Spent the afternoon working on the short circuit I was getting when the Spring Switch at the Newburyport depot was in the reversed (eastbound) position.  Turned out to be a mechanical issue: the NJ International twin-coil switch machine is more than 50 years old and was getting balky.  A few puffs of Kadee Greas-Em graphite powder fixed that (graphite lock lube would have worked too, my bottle was just farther away).

But while getting to that point, I documented the wiring I'd done by color, made the fascia bipolar LED indicator power feed independent of the Azatrax D2T power feed, switched the D2T from the +/- 12vDC bus to the 16 vAC power bus and generally organized things down there.

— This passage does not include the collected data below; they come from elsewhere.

PR #335, opened 2026-08-25
Charge order, primary battery, and two control-layer fixes

sphings79:
Rebased onto the current `release/v1.4.0` (`4ed3b29`). #327 has merged, so the diff is the changes proper.

Three control-layer problems, none of them Huawei-specific. They surfaced on an installation running a hybrid inverter beside an AC battery, because that pairing breaks assumptions a fleet of like batteries never tests: the two differ by an order of magnitude in charge power, and one of them is regulated by something other than this integration.

## The slow battery never finished

A surplus was shared between batteries **in proportion to their power rating**. That gives the slow one the smaller share — while it is the one needing the most hours. Measured: a 2.5 kW battery offered 1053 W of a 4 kW surplus beside a 7 kW inverter taking 2947 W. The inverter was full by early afternoon; the other was still at 52 % at sunset with a kilowatt going to the grid.

Charging now shares by **remaining energy**, capped at each battery's power limit with the excess redistributed. Every battery then aims at the same finish time, which is the earliest any of them can be done, and nothing is exported while capacity is free. Discharge is untouched: there the question is who can deliver now, and the power rating answers it.

Which battery leads follows the day. With sun enough for all of them, the one with the longest time to full goes first, since it is the one at risk. On a day the forecast cannot fill them, the DC-coupled one leads instead: its photovoltaic input never leaves DC, so scarce kilowatt-hours lose the least there. The verdict is latched against a wandering forecast.

No new setting for daily consumption: the integration already keeps a seven-day average of measured house consumption, and a figure entered by hand would sit next to a measured one.

## A second regulator took everything

Feedback control can only act on an error that already exists. A hybrid inverter running its own self-consumption removes that error first, so this integration correctly commanded nothing — and the second battery never ran. The grid regulation looked excellent while half the storage sat idle: 5834 W of sun, the hybrid at 83 %, the other battery at 17 % and never asked for anything.

Optionally, a nominated **primary battery** is handed the real quantity directly rather than waiting for the meter to deviate: the load the batteries have to cover, or the surplus that wants storing. The other regulator then finds nothing to do and stays available as a fallback instead of being configured away. It is a floor, not a target — the loop may always ask for more, and every downstream blocker still has the last word.

Both off by default, both surfaced in the panel with their figures shown whether or not they are on, so they can be checked against a meter before being switched on.

## Discharging into a surplus

Not a feature, a rule that was missing. With two regulators on one meter, one battery charging and another discharging cancel out: the grid reads zero, the deadband holds the standing command, and the arrangement is stable. Measured: 1391 W of PV over a 529 W house, one battery taking in 1110 W while the other gave up 205 W, the meter at 3 W — 829 W of surplus making a round trip through two conversion losses.

A discharge is now refused whenever the load the batteries must cover is negative. Latched with a band on the way in and none on the way out, so a cloud edge cannot toggle the battery in step with the light, while a real deficit hands the house back at once.

## Discharging past the house's own load

The mirror of the feedforward, and missing for the same reason. The loop chases the raw meter to zero, so anything else drawing on that meter becomes this integration's job — including a second battery being charged by its own energy manager. Covering that discharges one battery into the other through two conversions, and where the other manager fills the gap from the grid, it is paid for twice. Measured at 21:39 with no sun: the EMMA drew 211 W to charge the hybrid while the AC battery discharged 912 W against a 787 W house — the difference chasing a load that was never the house's.

A discharge is now capped at the load the house has actually left uncovered: the same figure the feedforward uses as its floor, which already has every battery's own contribution removed. A deadband of slack keeps measurement noise from clamping the command on and off every cycle. Unreadable, and nothing is trimmed; a surplus belongs to the guard above, which vetoes rather than caps.

## Also

A device reporting a power ceiling of zero is no longer believed. A Marstek came back from a restart with both power registers at 0; adopting that shut it out of every allocation, and nothing would have written those registers again because the controller had stopped addressing a battery it believed could do nothing.

And a battery whose device counts its own daily energy no longer zeroes the system totals. Those totals require every battery's figure to be marked as belonging to today, and only the derived counter stamped that mark — so one native counter in a fleet produced 0.00 kWh charged and discharged on the overview, with 10.3 and 3.97 kWh sitting in the per-battery sensors.

And the primary battery no longer overrides the ordering it was meant to sit on top of. Left on automatic it was chosen by raw SOC, and that outranked the 5 % edge the discharge ladder gives a battery already running: two batteries within that of each other traded places from one cycle to the next, which is the swapping the edge exists to prevent. Both now read one shared sort key. A battery under manual ownership is never the primary either — the distribution leaves it out of the ladder, so a feedforward measured against its rating would have been handed to the batteries that were left.

## Testing

Each behaviour above has tests carrying the measured numbers, and each was checked to fail against the previous code.

Everything here ran on one installation. The forecast-driven half of the charge order in particular has had far less exposure than the rest, and I would rather say so than let it look settled.


ffunes:
Thanks for the work. The overall approach looks solid, and the test suite currently passes, but I don’t think this is ready to merge yet.
Before merging, please:
1. Rebase the branch onto the current release/v1.4.0 and resolve the merge conflicts. GitHub currently reports the PR as dirty.
2. Fix the solar forecast handling in _charge_outlook_kwh(). The configuration accepts both kWh and Wh, but the new code always interprets the raw sensor value as kWh. It also subtracts the full daily consumption instead of consistently using the remaining forecast and remaining consumption for the current time horizon.
3. Add tests covering:forecasts reported in Wh;
 - full-day versus remaining-day forecast values;
 - behaviour at different times of the day;
 - feed-forward enabled without an explicitly selected primary battery.

4. Clarify or enforce the expected behaviour when feed-forward is enabled but no primary battery is selected.
5. Re-run the complete test suite, and ideally validate the forecast-driven priority logic on a real installation before merging.

The current tests are encouraging, but the forecast unit/horizon issue could cause incorrect charge prioritisation in real installations.

sphings79:
Rebased and updated — all five points addressed.

**1. Rebase.** The branch is now two linear commits on current `release/v1.4.0` (c9eee90), no merge commits, conflicts resolved. GitHub reports it mergeable and all three checks pass.

**2. Forecast handling.** You were right, and the fix was to stop hand-rolling it: `_charge_outlook_kwh()` now delegates to `solar_forecast.read_remaining_solar_kwh()`, which already knows the units, the optional "remaining today" sensor, and the whole-day conversion. It treats a `fallback`/`unsafe_zero` answer as "nothing readable" rather than as 0 kWh of sun — taken at face value that would call every day scarce. Consumption is trimmed to the same horizon, and both halves now run off a single timestamp: the reader keeps its own clock, so left alone it could convert the solar side against a different minute than the consumption side was trimmed to.

**3. Tests.** Wh and unit-less sensors; whole-day versus remaining-day; four pinned times of day; feed-forward with no nomination. The outlook tests pin the clock — since the window-fraction conversion landed, an unpinned test follows whatever hour the suite runs at, which is how two of mine broke on your newer base.

**4. No primary selected.** It falls back to the battery the ordinary discharge ordering would have picked anyway — the fullest one — so enabling feed-forward changes *when* a battery is asked, not *which*. `None` only when no battery can serve at all. Covered by `test_without_a_nomination_the_ordinary_choice_is_used`.

**5. Suite and real installation.** 1916 pass locally, CI green. Validation ran on the reference installation (Marstek Venus D + SUN2000/LUNA2000 behind an EMMA) and is written up in `site-docs/reference/primary-battery-field-evidence.md`.

That validation earned its keep: it exposed a further defect, now fixed here. Scarcity was measured against the room left in the *whole fleet*, which asks "is there enough to fill everything" — on a mixed installation almost never true. Every day came out scarce, so the AC battery was passed over on all of them, and its own empty capacity was most of what made the day look scarce. It sat at its 12 % floor taking 0.02 kWh in a day. Measured against the DC battery's room instead, the next day it took 13.99 kWh.

The honest limits are in the document: two days, one brand pairing, the sunnier day is the one after the change, no full charge was reached, and the handover between two batteries that both had room has not been observed yet.

sphings79:
The failing `Tests / pytest` check comes from the base branch, not from this PR.

Every test errors at setup with the same message:

```
pytest_homeassistant_custom_component/plugins.py:342: in enable_event_loop_debug
    asyncio.get_event_loop().set_debug(True)
RuntimeError: There is no current event loop in thread 'MainThread'.
```

1989 errors, 31 passed. The chain:

- `pytest.ini` carries `addopts = -p no:homeassistant`, with the comment explaining that the plugin's autouse fixtures make the whole suite error at setup.
- ad0b54e changed the CI step to `pytest -o addopts=""`, which drops that flag and loads the plugin for every test.
- Its autouse `enable_event_loop_debug` fixture calls `asyncio.get_event_loop()`. Under `pytest-asyncio` 1.3.0 with Home Assistant's `HassEventLoopPolicy` there is no loop to get, so it raises before any test body runs.

This PR touches none of it — the diff against the base is empty for `pytest.ini`, `tests/conftest.py`, `requirements-test.txt` and `.github/`. It was green on 2026-08-28 with the same tests, and the last green run on any branch (2026-08-30 17:26) installed the identical versions — pytest 9.0.0, pytest-asyncio 1.3.0, homeassistant 2026.2.3 — but predated ad0b54e, so it still ran with the plugin disabled and finished in 8 seconds.

Any pull request based on the current `release/v1.4.0` should fail the same way, so this is worth fixing in the base rather than here. Happy to open a separate PR for it if that helps — the two options I see are creating the loop the plugin expects in a session fixture, or keeping `-p no:homeassistant` for the unit suite and running the flow tests as their own step.

ffunes:
The evidence here is worth more than the diff, so let me be direct about what I want to do with it.

#327 was safe to merge because a driver only affects whoever configures it. This one changes the control loop for every installation, and two things in it are why I want to own that part rather than iterate on it in review:

- `_apply_surplus_guard` and `_apply_discharge_ceiling` (`__init__.py:9101-9108`) run unconditionally for everyone and compare `_uncovered_load_w` against 0 instead of `compute_active_target()`. That cancels `curtailment_predischarge` (`pricing/engine.py:2181`), which sets a negative override on purpose to build headroom before a negative-price window — vetoed outright under sun, trimmed to house load at night. Same for any negative `pd_target_grid_power` (the number accepts −2500 W).
- `_uncovered_load_w` returns `None` only when *no* battery is readable. With one battery off comms but still delivering (the hardware holds its last command), its `ac_power` drops out of the sum, the uncovered load understates the real one, and the ceiling trims the healthy battery until the house imports.

So, proposal — three pieces instead of one:

1. **The two coordinator fixes in their own PR, and I merge them this week.** The zero power-ceiling guard and the native daily-counter stamping are ~120 lines, self-contained, and clearly right. No changes needed from my side.
2. **The Huawei release in its own PR.** `apply_setpoint` dropping to 0 whenever `_pv_lit` is a driver-wide behaviour change that isn't in the description, and >100 V on a string is a light test with no look at harvested power — an overcast dawn at 300 V and 50 W blocks discharge too, when the house needs it. Gate it on harvested power and it's yours to land: it only affects Huawei users.
3. **The control-layer work as a spec, which I implement.** Charge order, remaining-energy allocation, primary battery, feedforward, surplus guard, discharge ceiling. Your PR description is already most of that spec — keep the measured numbers, they're the part I can't reproduce. I'll build it in `control/` so it respects the active target and the existing overrides.

What I'd genuinely rather have from you is the mixed installation. Nobody else here has a 7 kW hybrid next to an AC battery with an EMMA on the same meter, and readings like "21:39, EMMA pulling 211 W while the Marstek discharged 912 W against a 787 W house" are what make these bugs findable at all. Testing that pairing is worth more to this project than the loop code.

I'll leave this open until the two split PRs are up, then close it pointing at them.

sphings79:
Agreed on the split. #380 is up with the two coordinator fixes; the Huawei one follows.

Both of your objections are right, and I checked them against the code rather than taking them on trust. Since you're implementing this part, here is what I know that isn't in the diff — including a third defect I found while verifying yours.

### 1. The guards ignore the active target — confirmed

`_apply_surplus_guard` and `_apply_discharge_ceiling` compare against 0, and every other branch in that control cycle compares against `compute_active_target()`. The deadband shortcut twenty lines earlier is centred on `active_target`; my two guards were the exception, and I didn't notice because the reference installation never sets a negative target.

The consequence is exactly as you describe. `curtailment_predischarge` sets a negative override on purpose (`pricing/engine.py:2182`, priority 5). Under sun the surplus guard zeroes it outright, so the headroom is never built and the negative-price window arrives with a full battery. At night the ceiling trims it to house load — on the reference installation that turns a 2500 W predischarge into 787 W.

The fix I'd have made: both guards take `compute_active_target()` as the floor instead of 0, so they can only ever trim toward a target someone deliberately set, never past it.

### 2. A silent battery understates the uncovered load — confirmed

`_uncovered_load_w` (`__init__.py:865`) `continue`s past an unreadable coordinator and sets `seen` from whichever ones answered, so it returns a number as soon as *one* battery is readable. Your failure case is real and worse than it looks: the meter still contains the silent battery's contribution, but the sum that is supposed to remove it no longer has the term. The demand comes out low by exactly that battery's output, and the ceiling trims the healthy one to it.

`None` belongs there as soon as *any* configured battery is unreadable — the quantity is a whole-fleet reconstruction and a partial one isn't a weaker version of it, it's a wrong one.

### 3. A third one, mine, that you haven't hit yet

The deadband shortcut at `__init__.py:8867` needs a pending-check per guard, or the guard never runs. I wrote `_primary_feedforward_pending` and `_surplus_guard_pending` for exactly that reason — the grid reads on-target *because* the other regulator is carrying the load, which is the situation these features exist to change.

There is no `_discharge_ceiling_pending`. So a standing over-ceiling discharge with a quiet meter is skipped — which is precisely the 21:39 case the ceiling was built for, where the EMMA absorbed the excess and the meter sat near zero. The feature is defeated in its own motivating scenario. Worth knowing before you port the logic, because the shortcut will silently swallow anything you add there.

### Two more traps that cost me real time

**One clock, not two.** `read_remaining_solar_kwh` keeps its own `now`. Left alone it converts the solar side against a different minute than the consumption side was trimmed to, and any test that pins the clock only moves half the calculation. Pass `now` in explicitly.

**Scarcity is measured against the DC battery's room, not the fleet's.** I had it the other way first. Asking "is there enough sun to fill everything" is almost never true on a mixed installation, so every day came out scarce and the AC battery was passed over on all of them — while its own empty capacity was most of what made the day look scarce. It sat at its 12 % floor taking **0.02 kWh in a day**. Measured against the DC battery's room instead, the next day it took **13.99 kWh**. The threshold is the whole feature; the ordering around it is comparatively easy.

### The measurements need a home

`site-docs/reference/primary-battery-field-evidence.md` is 292 lines and only exists on this branch. If you close this PR it goes with it, and it's the part you said you can't reproduce — the charge order across two days, the AC/DC conversion table (6.5 % at full load, 27 % at absorption power), telling shade from control via a lux sensor, the absorption tail, and the 21:39 reading you quoted.

Say the word and I'll put it up as a docs-only PR against `release/v1.4.0`, with the implementation claims rewritten as observations so it doesn't describe code that isn't there yet. It's more useful to you as a reference in the tree than as a closed branch.

### The installation stays available

That part is easy to agree to. Marstek Venus D and a SUN2000/LUNA2000 behind an EMMA on one meter, and I'm running your builds on it anyway. Tell me what you want measured and I'll measure it — including against your implementation once it lands, which is the test that actually matters here.

ffunes:
Retargeted to `release/v1.5.0` so it can't land in 1.4.0 by accident. The plan is unchanged: this closes once the split is complete, pointing at #380 and #381.

Yes to the docs-only PR. Put `primary-battery-field-evidence.md` up against `release/v1.5.0` with the implementation claims rewritten as observations. It is the part I can't reproduce and I don't want it going with the branch.

I checked the split rather than taking it on trust: #380's coordinator patch is identical to this branch's, offsets aside, and #381 drops `dc_coupled` and rewords §13.9–13.10 so they describe measurements instead of code that doesn't exist yet. Nothing smuggled either way.

Thanks for checking my two objections against the code, and for the third. All three confirmed on this branch:

- `_uncovered_load_w` returns a number as soon as one coordinator answers, so a silent battery that is still delivering understates the demand by exactly its own output;
- `_apply_surplus_guard` and `_apply_discharge_ceiling` compare against 0, with no reference to `compute_active_target()`;
- there is no `_discharge_ceiling_pending` in the deadband shortcut. That is the one I would have walked into: the ceiling is defeated in the 21:39 case it was built for.

The two traps are noted as well — one clock passed in explicitly rather than two, and scarcity measured against the DC battery's room rather than the fleet's. 0.02 kWh against 13.99 is not a detail, and it is the kind of thing only a real installation says out loud.

I'll build it in `control/` for 1.5.0 and come back with something for you to measure against.

ffunes:
Thank you for this — and for the measurements especially. Everything here is now on `release/v1.5.0`, so I am closing the PR rather than merging it, and I want to be explicit about why.

The Huawei driver, the `drivers/base.py` seam and the two coordinator defects (the zero power ceiling, and a native daily-energy counter zeroing the system totals) went in earlier, in 7914aa6.

The control layer I reimplemented in 216bbed, taking this PR's description as the specification, split into `control/residual_load.py` (the meter side: one `grid + sum(ac_power)` reconstruction feeding the feedforward floor, the surplus guard and the discharge ceiling) and `control/charge_order.py` (share by remaining room, order by the day). Three things came out different in the process, and they are worth naming since they were defects on this branch:

- the guards took `0` as their floor, which vetoed `curtailment_predischarge`'s deliberate negative override under sun and trimmed it to house load at night; they now take `compute_active_target()`;
- `uncovered_load_w` returned `None` as soon as *any* configured battery was unreadable — but a silent battery is still delivering, so its output stays in the meter reading while its term leaves the sum;
- there is one `guards_pending()` derived from the pipeline rather than a flag per guard, wired into both the deadband and the stale-sample early returns, so a guard added later cannot be silently swallowed.

Your tests were replaced by `tests/test_residual_load.py` and `tests/test_charge_order.py`, which carry the same measured numbers against the new structure.

The two documents are the part nothing else replaces, and they are in as ac82c3b under your authorship: the EMMA register map, and the 26–27 August field evidence — both now in the docs nav (the field-evidence page was unlinked here). Yours is still the only installation with that pairing, and the charge order rests on those numbers.

Credited in the changelog for v1.5.0. Your reservation about the forecast-driven half having had the least exposure is noted and carried over.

On the To-Do list goes: Apply graphite lube to the rest of the layout's switch machine solenoids; all are over the minimum age required to serve as President.
James

deemery

Modeling the Northeast in the 1890s - because the little voices told me to

jbvb

#41
Close; 28-30 GA is thin for HO track current. But I could have already re-bought what I lost, for 22-24 GA, if I wanted to further enrich Mr. Bezos.
So I found one on FleaBay, due Friday (I like that billionaire a bit better).
James

jbvb

The transient short associated with my Azatrax Spring Switch controller throwing to the "spring" position is found and fixed.

My design uses one 4 pole double-throw relay per power turnout (or crossover in one case). I installed protective diodes across the relays' coil terminals. A voltage spike is generated when you switch off a relay coil. It can eventually erode the contacts controlling the coil.  I don't bother with cheapo control panel pushbuttons in panels, they're easy to diagnose & replace. But I put diode protection where I'd have to crawl under the layout to diagnose and fix.

This one diode failed in "short circuit" mode. Usually a burned up diode just stops conducting, but not here. I may have contributed to it by connecting the +/- 12VDC power backwards. Regardless, the dead diode was shorting one side of the power supply the whole time the switch was in the "spring" position, which somehow (not worth figuring out details) was making a PSX power district controller unhappy.  Sometimes as many as three at once.  Diode replaced at the bench, "interlocking board" reattached to the benchwork, wires put back in the screw terminals, signals do as they;re supposed to without FEEEPing.